Skip to content

🔍 KMR Data Analyzer

The KMR Data Analyzer is an intelligent utility that analyzes your tabular data and automatically recommends the best KMR layers for your specific dataset.

Smart Recommendations

Just provide your CSV file, and the analyzer will suggest the most appropriate layers based on your data characteristics!

✨ Features

  • 📊 Automatic Analysis: Analyzes single CSV files or entire directories
  • 🎯 Feature Detection: Identifies numerical, categorical, date, and text features
  • 🔍 Data Insights: Detects high cardinality, missing values, correlations, and patterns
  • 🧩 Layer Recommendations: Suggests the best KMR layers for your data
  • 🔧 Extensible: Add custom recommendation rules
  • 💻 CLI & API: Command-line interface and Python API
  • 📈 Performance Tips: Guidance on layer configuration and optimization

🚀 Installation

The Data Analyzer is included with the Keras Model Registry package.

# Install from PyPI (recommended)
pip install kmr

# Or install from source using Poetry
git clone https://github.com/UnicoLab/keras-model-registry
cd keras-model-registry
poetry install

💻 Usage

🖥️ Command-line Interface

The Data Analyzer can be used from the command line:

# Analyze a single CSV file
python -m kmr.utils.data_analyzer_cli path/to/data.csv

# Analyze a directory of CSV files
python -m kmr.utils.data_analyzer_cli path/to/data_dir/

# Save results to a JSON file
python -m kmr.utils.data_analyzer_cli path/to/data.csv --output results.json

# Get only layer recommendations without detailed statistics
python -m kmr.utils.data_analyzer_cli path/to/data.csv --recommendations-only

🐍 Python API

You can also use the Data Analyzer in your Python code:

from kmr.utils import DataAnalyzer, analyze_data

# Quick usage
results = analyze_data("path/to/data.csv")
recommendations = results["recommendations"]

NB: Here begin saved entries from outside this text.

PR #160, opened 2020-04-01
case-lib: rename pulseaudio before disabling it

aiChaoSONG:
Pulseaudio may be started by many other applications,
which will cause some of the test cases failed.

This patch renames pulseaudio in func_lib_disable_pulseaudio
and rename it back in func_lib_restore_pulseaudio

### DIFF
--- a/case-lib/lib.sh
+++ b/case-lib/lib.sh
@@ -57,6 +57,7 @@ func_lib_check_sudo()
 }
 
 declare -ag PULSECMD_LST
+declare -ag PULSE_PATHS
 
 func_lib_disable_pulseaudio()
 {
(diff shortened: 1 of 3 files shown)


aiChaoSONG:
tested on helios, pulseaudio is renamed to pulseaudio.bak before test and restored to pulseaudio after test.

paulstelian97:
What happens if there is a KP or anything else that will cause the rename back to the original name to fail?

aiChaoSONG:
> What happens if there is a KP or anything else that will cause the rename back to the original name to fail?

@paulstelian97 We only disable PA in kmod test cases, failed to restore PA only influence PA related test, and no negative impact on other test cases, even the kmod test cases. And till now, we don't have any PA test cases. If we are going to add some PA test cases in the future, we will firstly check PA and do the rename again.

case-lib/lib.sh
```diff
@@ -90,6 +94,9 @@ func_lib_restore_pulseaudio()
     [[ "${#PULSECMD_LST[@]}" -eq 0 ]] && return
     func_lib_check_sudo
     [[ -f $PULSEAUDIO_CONFIG.bak ]] && sudo mv -f $PULSEAUDIO_CONFIG.bak $PULSEAUDIO_CONFIG
```
Bin-QA, line 96: this line need to remove

aiChaoSONG: Yes, but I am afraid that sometimes if we failed to do the rename, the config can still be a backup solution. Let's  leave it as it is.

case-lib/lib.sh
```diff
@@ -67,13 +68,15 @@ func_lib_disable_pulseaudio()
...
-    [[ ! -f $PULSEAUDIO_CONFIG.bak ]] && sudo cp $PULSEAUDIO_CONFIG $PULSEAUDIO_CONFIG.bak -f
-    # because hijack the sudo command
-    if [ "$(grep 'autospawn' $PULSEAUDIO_CONFIG)" ]; then
-        sudo "sed -i '/autospawn/cautospawn = no' $PULSEAUDIO_CONFIG"
-    else
-        sudo "bash -c 'echo \"autospawn = no\" >> $PULSEAUDIO_CONFIG'"
-    fi
+    # get all running pulseaudio paths
+    PULSE_PATHS=( $(ps -C pulseaudio -o cmd --no-header | awk '{print $1}') )
+    for PA_PATH in $PULSE_PATHS
```
Bin-QA, line 73: `$PULSE_PATHS` is array, so you need `${PULSE_PATHS[@]}` to go though it

case-lib/lib.sh
```diff
@@ -89,7 +92,14 @@ func_lib_restore_pulseaudio()
 {
     [[ "${#PULSECMD_LST[@]}" -eq 0 ]] && return
     func_lib_check_sudo
-    [[ -f $PULSEAUDIO_CONFIG.bak ]] && sudo mv -f $PULSEAUDIO_CONFIG.bak $PULSEAUDIO_CONFIG
+    # restore pulseaudio
+    for PA_PATH in $PULSE_PATHS
```
Bin-QA, line 96: `$PULSE_PATHS` is array, so you need `${PULSE_PATHS[@]}` to go though it

case-lib/lib.sh
aiChaoSONG: thanks, done

PR #161, opened 2020-04-02
test-case: check-sof-logger to fix issue of log file

Bin-QA:
1. fix some test case sequence let sof-logger just dump
HEAD which size is 4K by 'du' command
2. fix detect error keyword overkill to avoid sof-logger
dump really error of sof
3. refine case quit process

### DIFF
--- a/test-case/check-sof-logger.sh
+++ b/test-case/check-sof-logger.sh
@@ -47,47 +47,53 @@ if [[ ! -f $ldcFile ]]; then
 fi
 dlogi "Found file: $(md5sum $ldcFile|awk '{print $2, $1;}')"
 
-rdnum=$RANDOM
-tmp_file=/tmp/$rdnum.logger.log
-err_tmp_file=/tmp/$rdnum.err_logger.log
+data_file=$LOG_ROOT/logger.data.log
+error_file=$LOG_ROOT/logger.error.log
 
 func_lib_check_sudo
 
 dlogi "Try to dump the dma trace log via sof-logger ..."
-# sof-logger errors will output to $err_tmp_file
-dlogc "sudo $loggerBin -t -l $ldcFile -o $tmp_file 2> $err_tmp_file &"
-sudo bash -c "'$loggerBin -t -l $ldcFile -o $tmp_file 2> $err_tmp_file &'"
+# sof-logger errors will output to $error_file
+dlogc "sudo $loggerBin -t -l $ldcFile -o $data_file 2> $error_file &"
+sudo bash -c "'$loggerBin -t -l $ldcFile -o $data_file 2> $error_file &'"
 sleep 2
 dlogc "sudo pkill -9 $(basename $loggerBin)"
 sudo pkill -9 $(basename $loggerBin) 2> /dev/null
 
+func_logger_exit()
+{
+    local code=$1 type=${2:-data}
+    dlogi "Log $type BEG>>"
+    cat $LOG_ROOT/logger.$type.log
+    dlogi "<<END $type data"
+    exit $code
+}
+
 # check if we get any sof-logger errors
-logger_err=`grep -i "error" $err_tmp_file`
+logger_err=`grep -i "error" $error_file`
 if [[ $logger_err ]]; then
     dloge "No available log to export due to sof-logger errors."
-    dlogi "Logger error BEG>>"
-    cat $err_tmp_file
-    dlogi "<<END Logger error"
-    exit 1
+    func_logger_exit 1 'error'
 fi
 # get size of trace log$
-size=`du -k $tmp_file | awk '{print $1}'`
-fw_log_err=`grep -i "error" $tmp_file`
+size=`du -k $data_file | awk '{print $1}'`
+# '\.c\:[1-9]' to filter like '.c:6' this type keyword like:
+# [3017136.770833]  (11.302083) c0 SA  src/lib/agent.c:65  ERROR validate(), ll drift detected, delta = 25549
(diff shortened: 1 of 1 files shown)


test-case/check-sof-logger.sh
```diff
@@ -61,33 +61,34 @@ sleep 2
 dlogc "sudo pkill -9 $(basename $loggerBin)"
 sudo pkill -9 $(basename $loggerBin) 2> /dev/null
 
+func_logger_exit()
+{
+    local file=$1 code=$2 type=${3:-data}
+    dlogi "Log $type BEG>>"
+    cat $file
+    dlogi "<<END $type data"
+    mv /tmp/$rdnum.*.log $LOG_ROOT
```
xiulipan, line 70: why need to use random name for this logger files? We have a workspace for each test case, no need random name now. Just save it in the LOG_DIR is OK

test-case/check-sof-logger.sh
```diff
@@ -61,33 +61,34 @@ sleep 2
...
-    dlogi "Logger error BEG>>"
-    cat $err_tmp_file
-    dlogi "<<END Logger error"
-    exit 1
+    func_logger_exit $err_tmp_file 1 'error'
 fi
 # get size of trace log$
 size=`du -k $tmp_file | awk '{print $1}'`
-fw_log_err=`grep -i "error" $tmp_file`
+fw_log_err=`grep -i "error" $tmp_file|grep -v '\.c\:[1-9]'`
```
xiulipan, line 82: Can you give a simple comment about why this grep can get the right result?

test-case/check-sof-logger.sh
```diff
@@ -47,47 +47,48 @@ if [[ ! -f $ldcFile ]]; then
...
-    dlogi "<<END Logger error"
-    exit 1
+    func_logger_exit 1 'error'
 fi
 # get size of trace log$
-size=`du -k $tmp_file | awk '{print $1}'`
-fw_log_err=`grep -i "error" $tmp_file`
+size=`du -k $data_file | awk '{print $1}'`
+# '\.c\:[1-9]' to filter like '.c:6' this type keyword like:
+# [  3017136.770833] (       11.302083) c0 SA                          src/lib/agent.c:65    ERROR validate(), ll drift detected, delta = 25549
```
aiChaoSONG, line 81: A direct copy is not good here, this line is too long, can you delete some of the space in the line, make it more compact?
`[3017136.770833]  (11.302083)  c0  SA  src/lib/agent.c:65  ERROR validate(), ll drift detected, delta = 25549`
I recommend two spaces between each item.

test-case/check-sof-logger.sh
```diff
@@ -47,47 +47,48 @@ if [[ ! -f $ldcFile ]]; then
...
+fw_log_err=`grep -i "error" $data_file|grep -v '\.c\:[1-9]'`
```
aiChaoSONG, line 82: for the pipe, I prefer leave some space, this make the code easy to read.
```suggestion
fw_log_err=`grep -i "error" $data_file | grep -v '\.c\:[1-9]'`
```

test-case/check-sof-logger.sh
aiChaoSONG: this is outdated

Bin-QA:
@xiulipan @aiChaoSONG  @fredoh9  please help to review

test-case/check-sof-logger.sh
```diff
@@ -47,47 +47,53 @@ if [[ ! -f $ldcFile ]]; then
...
 elif [[ $fw_log_err ]]; then
     dloge "Errors in firmware log:"
-    dlogi "Log data BEG>>"
-    cat $tmp_file
-    dlogi "<<END log data"
-    exit 1
+    func_logger_exit 1
 fi
+
+if [ "$(grep -i 'error' $data_file)" ]; then
```
libinyang, line 94: Why do we exit 1 when meeting `grep -i "error" $data_file | grep -v '\.c\:[1-9]'` and others are OK?

test-case/check-sof-logger.sh
```diff
@@ -47,47 +47,53 @@ if [[ ! -f $ldcFile ]]; then
...
-size=`du -k $tmp_file | awk '{print $1}'`
-fw_log_err=`grep -i "error" $tmp_file`
+size=`du -k $data_file | awk '{print $1}'`
+# '\.c\:[1-9]' to filter like '.c:6' this type keyword like:
+# [3017136.770833]  (11.302083) c0 SA  src/lib/agent.c:65  ERROR validate(), ll drift detected, delta = 25549
+fw_log_err=`grep -i "error" $data_file | grep -v '\.c\:[1-9]'`
 # 4 here is log header size
 # only log header and no fw log
-if [[ $size -le 4 ]]; then
+if [[ $size -lt 4 ]]; then
```
libinyang, line 85: This should never happen now. If `sof-logger` run successfully, the size always >= 4.

Bin-QA: yes, here fix '=' this problem

test-case/check-sof-logger.sh
Bin-QA: the other means sof-logger work fine

aiChaoSONG: The test case only check if sof-logger function well, don't care if we have error in logger. other test case will do the check.

test-case/check-sof-logger.sh
aiChaoSONG: Previously, if we only catch header, we fail the test case, this is wrong, because we are testing sof-logger function. so now, even if we only catch header, we tag test case passed.  but ,if nothing is catched, that should be wrong.

PR #162, opened 2020-04-02
kmod: fix snd_soc_rt1308 not loaded error

aiChaoSONG:
For platforms with only snd_soc_rt1308_sdw,
the snd_soc_rt1308 module will escape the check
of 'if lsmod | grep "$MODULE" &> /dev/null'.
Removing not existed snd_soc_rt1308 causes error.

This patch does a full match with grep, and thus
avoids the error condition.

### DIFF
--- a/tools/kmod/sof_remove.sh
+++ b/tools/kmod/sof_remove.sh
@@ -6,7 +6,7 @@ remove_module() {
 
     local MODULE="$1"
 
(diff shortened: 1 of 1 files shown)


aiChaoSONG:
@xiulipan @Bin-QA another solution is to do full match with grep, which do you prefer?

# Or using the class directly
analyzer = DataAnalyzer()
result = analyzer.analyze_and_recommend("path/to/data.csv")

# Add custom layer recommendations
analyzer.register_recommendation(
    characteristic="continuous_features",
    layer_name="MyCustomLayer",
    description="Custom layer for continuous features",
    use_case="Special continuous feature processing"
)

# Analyze multiple files in a directory
result = analyzer.analyze_and_recommend("path/to/directory", pattern="*.csv")

Data Characteristics

The analyzer identifies the following data characteristics:

  • continuous_features: Numerical features
  • categorical_features: Categorical features
  • date_features: Date and time features
  • text_features: Text features
  • high_cardinality_categorical: Categorical features with high cardinality
  • high_missing_value_features: Features with many missing values
  • feature_interaction: Highly correlated feature pairs
  • time_series: Date features that may indicate time series data
  • general_tabular: General tabular data characteristics

Layer Recommendations

For each data characteristic, the analyzer recommends appropriate KMR layers along with descriptions and use cases.

Example

For continuous features, the following layers might be recommended:

  • AdvancedNumericalEmbedding: Embeds continuous features using both MLP and discretization approaches
  • DifferentialPreprocessingLayer: Applies various normalizations and transformations to numerical features

Extending Layer Recommendations

You can extend the layer recommendations by registering new layers:

from kmr.utils import DataAnalyzer

analyzer = DataAnalyzer()
analyzer.register_recommendation(
    characteristic="continuous_features",
    layer_name="MyCustomLayer",
    description="Custom layer for continuous features",
    use_case="Special continuous feature processing"
)

Example Script

Check out the example script at examples/data_analyzer_example.py for a complete demonstration.

Output Format

The analyzer returns a dictionary with the following structure:

{
  "analysis": {
    "file": "filename.csv",  # For single file analysis
    "stats": {
      "row_count": 1000,
      "column_count": 10,
      "column_types": { ... },
      "characteristics": {
        "continuous_features": ["feature1", "feature2", ...],
        "categorical_features": ["feature3", "feature4", ...],
        ...
      },
      "missing_values": { ... },
      "cardinality": { ... },
      "numeric_stats": { ... }
    }
  },
  "recommendations": {
    "continuous_features": [
      ["LayerName1", "Description1", "UseCase1"],
      ["LayerName2", "Description2", "UseCase2"],
      ...
    ],
    "categorical_features": [ ... ],
    ...
  }
}

Caveats

  • The analyzer relies on heuristics to identify feature types, which may not always be accurate.
  • Recommendations are based on general patterns and may need adjustment for specific use cases.
  • Performance may degrade with very large CSV files due to memory constraints.